Truthfully, I think understanding a bit about the human psyche and human behaviour would be extremely helpful to people, more helpful than most of the ridiculous social movements that have sprung up in recent years, because we all need to be disabused of the notion that we act rationally and sensibly most of the time and realise that we actually make rapid emotional decisions which we rationalise later. Along the scale of “thinking fast and slow” it’s pretty clear that humans think fast and save most of our brain power for – well who knows what? Thinking fast made sense in evolutionary times but does not make sense in the modern world where thinking fast means being buffeted by the psychopathy of whatever the latest “thing” is.

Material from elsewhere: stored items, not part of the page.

Issue #4213, opened 2022-08-01
Inconsistent and incomplete completion results for Scala 2 and 3


vzmerr:
### Describe the bug

If you put this in `CompletionSuite`, you would see that there are differences between the results returned for scala 3 and 2 

- some of the results are members of java._ so they should not differ between Scala 2 and 3.
- some of the results of Scala 2 such as `String=` seem to be incorrect for the position.
-  a valid result such as `StringIndexOutOfBoundsException`, is omitted from Scala 3 result, although it is part of java api
  
```Scala
check(
    "simple-short".only,
    """
      |object A {
      |  val a: Strin@@
      |}""".stripMargin,
    """|String java.lang
       |StringBuffer java.lang
       |StringContext scala
       |StringFormat scala.Predef
       |StringOps - scala.collection
       |StringView - scala.collection
       |FromString - scala.util.CommandLineParser
       |StringJoiner - java.util
       |StringReader - java.io
       |StringWriter - java.io
       |StringBuilder - java.lang
       |StringParsers - scala.collection
       |StringToExpr - scala.quoted.ToExpr
       |""".stripMargin,
    compat = Map(
      "2" -> """|StringBuilder scala.collection.mutable
                |String java.lang
                |String= String
                |StringBuffer java.lang
                |StringBuilder java.lang
                |StringBuilder= StringBuilder
                |StringContext scala
                |StringIndexOutOfBoundsException java.lang
                |StringIndexOutOfBoundsException= StringIndexOutOfBoundsException
                |StringFormat scala.Predef
                |String - scala.math.Equiv
                |String - scala.math.Ordering
                |StringOps - scala.collection
                |StringProp - scala.sys.Prop
                |StringView - scala.collection
                |StringFormat - scala.Predef: [A](self: A): StringFormat[A] <and> StringFormat.type
                |StringJoiner - java.util
                |StringReader - java.io
                |StringWriter - java.io
                |StringParsers - scala.collection
                |""".stripMargin
    ),
  )
```

Also please note that `StringBufferInputStream` in the below test is generated, while omitted from the results of the above tests for both Scala 2 and 3.

```Scala
 check(
    "simple",
    """
      |object A {
      |  val a: StringBuffe@@
      |}""".stripMargin,
    """|StringBuffer java.lang
       |StringBufferInputStream - java.io
       |""".stripMargin,
  )

```

### Expected behavior

Consistent and complete results for scala 2 and 3 except when the Scala API itself differs.

### Version of Metals

[...]

PR #4224, opened 2022-08-04
objects completion in New and Type positions

vzmerr:
It partially addresses #4213 
✅ allowing Objects for type completion in New and Type positions.

TODO(Out of Scope)
- filtering out objects that are private members and inaccessible in scope. The catch is that even the java objects with only private and protected constructors can have a member that can be instantiated, so we should still include them in `new` positions.
- filtering out objects with no member that can be instantiated in `new` position.
- filtering out java objects, aka classes, with private and protected constructors in `new` and type positions; because they cannot be instantiated in Scala code. The catch is that  java objects with protected constructors can be obtained as a member or return type of a method in another class or object located in the same package as them, such as the so called "builder" ones.

**Update**

When the class/trait does not take any type parameters, it is useless to offer both the companion object and class/trait in the type position. Because both are going to generate the same edit.
lets say 

```
case class Foo()
object Foo:
  ???

object Main:
  val a: Foo@@

```

**Update**

The PR now introduces four additional changes:

✅**fixing the symName in SemanticdbSymbols, by adding # to the descriptor of classes and traits to mark them as types**
✅**filtering objects only when type parameter is present**
✅ **allowing dot in the index id of object symbols for differentiation from class**
✅ **covering the case for extends in detecting type position**

**Update**

TODO (**Out of the Scope of the PR**):
- **We need to filter out all the case classes, and classes and traits with `final` identifier from type completions after `extends` and `with`**
- **We need to filter out all the classes and traits with `sealed` identifier not defined in the same file, from type completions after `extends` and `with`**

Update:

Done: 

✅ **allowing JavaModule to be suggested where objects are not allowed, which is where type parameters are present, beacuse Java objects are actually classes**

**Done:** 

✅ **not allowing classes in new position. This fix, although at first glance is unrelated to the main topic of the PR, is done for getting the tests to pass.**
✅ **allowing duplicate class and companion object where the class takes type parameters** 
✅**allowing duplicate trait and companion object where the trait takes type parameters or curly braces.**

TODO(Out of Scope):
- fixing the printed label of classes/traits to include type parameters

### DIFF
--- a/mtags/src/main/scala-3/scala/meta/internal/pc/completions/Completions.scala
+++ b/mtags/src/main/scala-3/scala/meta/internal/pc/completions/Completions.scala
@@ -89,7 +89,6 @@ class Completions(
       isNewPosition: Boolean,
       isInstantiationOrMethodCallPos: Boolean,
       noSquareBracketExists: Boolean,
-      isImportPosition: Boolean,
   ):
 
     /**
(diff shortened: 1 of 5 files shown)


tgodzik:
> filtering out objects that are private members and inaccessible in scope

That could be done separately in another PR.

> filtering out objects with no member that can be instantiated in new position.
I don't think we should do that, it would most likely be inefficient.

> detecting java objects, which are actually classes, and removing the . suffix from them.
We should add `.` suffix to them in the first place i think.

> filtering out java objects, aka classes, with private and protected constructors in new and type positions; because they cannot be instantiated in Scala code.

This could also be another PR

vzmerr:
> We should add . suffix to them in the first place i think.

should or should not?

tgodzik:
> > We should add . suffix to them in the first place i think.
> 
> should or should not?

Shouldn not :sweat_smile:  I updated the comment

dos65 (approved):
Let's include it into release.
@vzmerr there is conflict - could you rebase it on the main?

vzmerr:
> Let's include it into release.
> @vzmerr there is conflict - could you rebase it on the main?

@dos65 
sure, there is also an additional problem: currently the index used in `filterInteresting` is using `symbolName` as the key, which causes the objects which are now not filtered out to shade and block the classes and traits with the same key from entering the index :(
I am trying to come up with a better key for the index!
Any idea?

dos65:
@vzmerr 

> sure, there is also an additional problem: currently the index used in filterInteresting is using symbolName as the key, which causes the objects which are now not filtered out to shade and block the classes and traits with the same key from entering the index :(

yep. there is a such thing - we needed it to avoid duplication in completions items as at that time we didn't have a suffix (`[]` | `()`) support for scala3. Now we can just remove this hack from `filterInteresting` and there is no need to touch `SemanticdbSymbols`

vzmerr:
@dos65 Hey Vadim, please feel free to take on this PR and change it as you please to fit in the frame of the new rework. Please feel free to let me know if the explanations are insufficient or you need help ;)

tanishiking:
closing for now as it would be easier to re-work based on https://github.com/scalameta/metals/pull/4234, but anyone wants to work from this, feel free to re-open :)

But, I was talking with a friend of mine the other day about what podcasts I listen to and, we both agreed (there’s not much else we’d agree on), that the podcasts/media/books you listen to/watch/read, actually reveal a lot about you. So, herewith are some lists:

Podcasts: 

  • Joe Rogan if the guest is interesting (usually a book author, journalist or contrarian thinker). 
  • Jordan Peterson with the caveats above (I have no interest in traditional Christian religions). 
  • Peter Attia (The Drive). Most episodes and almost always very informative. Subversive Voices: What else would a contrarian thinker listen to. 
  • Sensible Medicine is a podcast I would recommend for everyone to understand how the medical system really works before you become a victim (words used intentionally). 
  • The Sharp End, fascinating tales of adventures gone wrong (mostly climbing and North American focused). 
  • Rescued: An Outdoor Podcast for Hikers and Adventures is an Australian copy and I only listen to hear how cringe the host is (way too ABC for me) and how insular Australians can be (try not to be offended.) 
  • Don’t listen to Endurance Planet for training advice as it is a train wreck which is the reason I listen to it – the latest episode was full of blatant contradictions and illogical reasoning, but that’s kind of why I listen.
  • I dip into various climbing podcasts if they have interesting guests (The Nugget, The Enormocast, Lattice Training Podcast, Climbing Gold, The Run Out) but I miss the days when climbers were anarchists not obedient servants to the latest thing.   
  • Finally, my guilty pleasure: Case Files, a true crime podcast that I listen to when I can’t concentrate on more intellectual podcasts. The irony of Case Files is that every single episode they issue a content warning about violence, etc. which summarizes modern day psychopathy succintly. It’s a true crime podcast, of course, it involves violence, etc.




Books: 

  • The Real Anthonly Fauci (JFK Junior).
  • The Politics of Suffering (Peter Sutton).
  • Inventing the AIDS Virus (Peter Duesberger).
  • Cynical Theories.
  • Social Injustice.
  • And a host of books by Theodore Dalrymple, Dan John, Pavel Tsatsouline, and Douglas Murray.




I’m sceptical of everything and everyone, (so don’t be offended if I question some claim that seems a wee bit outrageous), believe in the ubiquity and power of incentives, support your right to any kind of diet that you want, but wish we all collectively didn’t have to pay the consequences for the health outcomes of diets low in animal protein and high in sugar, grain and industrial seed oils, am dismayed by the deterioration in both mental and physical health of most people alive today, sadly but truthfully, think things are getting a wee bit worse over time rather than better, and despise with the utmost passion, our obsessive culture of (fake) safetyism. No-one who lives in overly “safe” environments is ever really safe because the buffer of what they can tolerate or even thrive under has become too narrow. Politically, I’m neither left (does anyone on the left have a sense of humour?) nor right (I’m no fan of Trump but think the whole “insurrection” is nonsense) preferring to assess each issue on its own merit. I am, however, not a happy person under the intolerant tolerants or the authoritarian and censorous left (nor right). And, finally, I cannot forget the utter lunacy of locking people in their homes for 23 hours per day during the ‘rona rounds because of “The Science."